__Problem__
Scan the entries that follow and copy out every line containing "subscribed".
[Excerpted records Boundary: Start]
Issue #7458, opened 2022-11-30
[Bug] Overwritten parameters in MapboxOverlay


chrisgervang:
### Description

`MapboxOverlay` makes no guarantee for when `parameters` will be set. If the user sets some `parameters` of their own, they'll either overwrite what is set by the overlay or the overlay will eventually overwrite what the user set. The overlay waits to fully initialize and sets the parameters until the first time there are layers to draw (when `layers.length > 0`). 

I'm not sure there's a way for the user decide how these internal props will mix with their props - `map.on('load')` is insufficient since the first deck layer may not be present by that time, and the internal instance is tucked under many private layers.

This issue affects the deck instance created within `MapboxOverlay` when `interleaved: true`, and may affect `interleaved: false` as well. The alpha doesn't blend correctly without these parameters, so this issue leads to visual artifacts. 
https://github.com/visgl/deck.gl/blob/1342a961ba9ce320ddd0eebe1cd53a021c3c8382/modules/mapbox/src/deck-utils.ts#L46-L54

For context, the call order is:
- After `basemap.map.addControl(deck);`, onAdd is called, then  https://github.com/visgl/deck.gl/blob/1342a961ba9ce320ddd0eebe1cd53a021c3c8382/modules/mapbox/src/mapbox-overlay.ts#L91-L92
- Which calls `resolveLayers` and adds new layers. Note `deck` is defined, so it's "external". https://github.com/visgl/deck.gl/blob/1342a961ba9ce320ddd0eebe1cd53a021c3c8382/modules/mapbox/src/resolve-layers.ts#L48
- Once the layer is added, onAdd is called https://github.com/visgl/deck.gl/blob/1342a961ba9ce320ddd0eebe1cd53a021c3c8382/modules/mapbox/src/mapbox-layer.ts#L35-L37 
- Then `getDeckInstance`. I don't believe `map.__deck` is defined before this point.
https://github.com/visgl/deck.gl/blob/1342a961ba9ce320ddd0eebe1cd53a021c3c8382/modules/mapbox/src/deck-utils.ts#L29-L31
- And finally the parameter props are set https://github.com/visgl/deck.gl/blob/ac418c1da58ee505293be0babcf5fae543867c11/modules/mapbox/src/deck-utils.ts#L77

I see two issues in this.
[...]

PR #7477, opened 2022-12-05
fix(mapbox) merge deck props when interleaving

chrisgervang:
For #7458 

#### Change List
- Set interleaving deck props in MapboxOverlay when control is added instead of waiting until a layer is added.
- Synchronize Mapbox overlay props with props from the overlay's deck instance when interleaving.

### DIFF
--- a/modules/mapbox/src/deck-utils.ts
+++ b/modules/mapbox/src/deck-utils.ts
@@ -30,33 +30,23 @@ export function getDeckInstance({
     return map.__deck;
   }
 
+  // Only initialize certain props once per context
   const customRender = deck?.props._customRender;
-  const useDevicePixels =
-    deck && 'useDevicePixels' in deck.props ? deck.props.useDevicePixels : true;
 
-  const deckProps: DeckProps = {
-    useDevicePixels,
-    _customRender: () => {
-      map.triggerRepaint();
-      // customRender may be subscribed by DeckGL React component to update child props
-      // make sure it is still called
-      // Hack - do not pass a redraw reason here to prevent the React component from clearing the context
-      // Rerender will be triggered by MapboxLayer's render()
-      customRender?.('');
-    },
-    // TODO: import these defaults from a single source of truth
-    parameters: {
-      depthMask: true,
-      depthTest: true,
-      blend: true,
-      blendFunc: [gl.SRC_ALPHA, gl.ONE_MINUS_SRC_ALPHA, gl.ONE, gl.ONE_MINUS_SRC_ALPHA],
-      polygonOffsetFill: true,
-      depthFunc: gl.LEQUAL,
-      blendEquation: gl.FUNC_ADD,
-      ...(deck && deck.props.parameters)
-    },
-    views: (deck && deck.props.views) || [new MapView({id: 'mapbox'})]
-  };
+  const deckProps = getDeckProps({
+    gl,
+    currProps: {
+      ...deck?.props,
+      _customRender: () => {
+        map.triggerRepaint();
+        // customRender may be subscribed by DeckGL React component to update child props
+        // make sure it is still called
+        // Hack - do not pass a redraw reason here to prevent the React component from clearing the context
+        // Rerender will be triggered by MapboxLayer's render()
+        customRender?.('');
+      }
+    }
+  });
 
   let deckInstance: Deck;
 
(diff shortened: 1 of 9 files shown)


modules/mapbox/src/deck-utils.ts
```diff
@@ -33,7 +33,7 @@ export function getDeckInstance({
   const customRender = deck?.props._customRender;
 
   const deckProps: DeckProps = {
-    useDevicePixels: true,
+    useDevicePixels: (deck && deck.props.useDevicePixels) || true,
```
Pessimistress, line 36: This expression will always be true

modules/mapbox/src/deck-utils.ts
```diff
@@ -44,6 +44,7 @@ export function getDeckInstance({
     },
     // TODO: import these defaults from a single source of truth
     parameters: {
+      ...(deck && deck.props.parameters),
```
Pessimistress, line 47: user defined parameters should override defaults

modules/mapbox/src/mapbox-overlay.ts
```diff
@@ -95,6 +95,14 @@ export default class MapboxOverlay implements IControl {
       gl: map.painter.context.gl
     });
 
+    this._deck = getDeckInstance({
+      map,
+      // @ts-ignore non-public map property
+      gl: map.painter.context.gl,
+      deck: this._deck
```
Pessimistress, line 102:
```suggestion
      deck: new Deck({
        ...this._props,
        // @ts-ignore non-public map property
        gl: map.painter.context.gl
      });
```

modules/mapbox/src/mapbox-overlay.ts
```diff
@@ -95,6 +95,14 @@ export default class MapboxOverlay implements IControl {
...
+    });
+    this.setProps(this._deck.props);
```
Pessimistress, line 104: Is this still necessary?

yarn.lock
```diff
@@ -4604,9 +4604,9 @@ camelcase@^5.0.0, camelcase@^5.3.1:
   integrity sha512-L28STB170nwWS63UjtlEOE3dldQApaJXZkOI1uMFfzf3rRuPegHaHesyee+YxQ+W6SvRDQV6UrdOdRiR153wJg==
 
 caniuse-lite@^1.0.30001254:
-  version "1.0.30001374"
-  resolved "https://registry.npmjs.org/caniuse-lite/-/caniuse-lite-1.0.30001374.tgz"
-  integrity sha512-mWvzatRx3w+j5wx/mpFN5v5twlPrabG8NqX2c6e45LCpymdoGqNvRkRutFUqpRTXKFQFNQJasvK0YT7suW6/Hw==
+  version "1.0.30001436"
```
Pessimistress, line 4607: Can you revert this? Not related to this PR.

modules/mapbox/src/mapbox-overlay.ts
chrisgervang: If the user changes `parameters` at some point later on, they'll be removing the necessary ones set by `getDeckInstance`. How should they access the necessary parameters to keep them intact?

I'm not sure this change addresses the problem - it only synchronizes this._props and this._deck.props, but it'd still be up to the user to spread these internal props into their parameters before calling setProps.

modules/mapbox/src/deck-utils.ts
chrisgervang: This also wouldn't won't work since `useDevicePixels` can be validly be set to `false`. Do you have a preferred way to check if the object is set (just _not_ undefined)?

chrisgervang: `'useDevicePixels' in deck.props` should do it.

modules/mapbox/src/mapbox-overlay.ts
chrisgervang: I split the prop merging out and call it in `getDeckInstance` and the overlay's `setProps`. I do not attempt to sync `overlay._props` and `overlay._deck.props` anymore, since it shouldn't be necessary because most default props are reapplied whenever a user changes them.

modules/mapbox/src/deck-utils.ts
```diff
@@ -30,30 +30,23 @@ export function getDeckInstance({
...
-      depthFunc: gl.LEQUAL,
-      blendEquation: gl.FUNC_ADD
-    },
-    views: (deck && deck.props.views) || [new MapView({id: 'mapbox'})]
-  };
+  const deckProps = getDeckProps({
+    gl,
+    currProps: {
+      ...deck?.props,
+      _customRender: () => {
```
chrisgervang, line 40: I choose to not reapply the `_customRender` prop since it would stack infinitely. Seems to only need to be set once anyways.

modules/mapbox/src/deck-utils.ts
```diff
@@ -94,6 +87,29 @@ export function getDeckInstance({
   return deckInstance;
 }
 
+export function getDeckProps({gl, currProps}: {gl: WebGLRenderingContext; currProps: DeckProps}) {
```
chrisgervang, line 90: We could add `@luma.gl/constants` to the deps instead of an arg. Preference?

modules/mapbox/src/mapbox-overlay.ts
```diff
@@ -71,10 +77,15 @@ export default class MapboxOverlay implements IControl {
     });
     this._container = container;
 
-    this._deck = new Deck({
-      ...this._props,
-      parent: container,
-      viewState: getViewState(map)
+    this._deck = getDeckInstance({
```
chrisgervang, line 80: These props also need to set in the overlaid use case in the event `layers: []`

modules/mapbox/src/deck-utils.ts
Pessimistress: Always import constants from `@luma.gl/constants`.

modules/mapbox/src/mapbox-overlay.ts
Pessimistress: Overlaid mode should not call `getDeckInstance`. There is no context sharing and deck canvas is not dependent on Mapbox behaviors.

Pessimistress (changes requested):

modules/mapbox/src/deck-utils.ts
```diff
@@ -94,6 +85,29 @@ export function getDeckInstance({
   return deckInstance;
 }
 
+export function getDeckProps(currProps: DeckProps) {
```
Pessimistress, line 88: Nit: call it `getInterleavedProps` for clarity?

Pessimistress (approved):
[Excerpted records Boundary: End]
__Answer for this exercise__
-      // customRender may be subscribed by DeckGL React component to update child props
+        // customRender may be subscribed by DeckGL React component to update child props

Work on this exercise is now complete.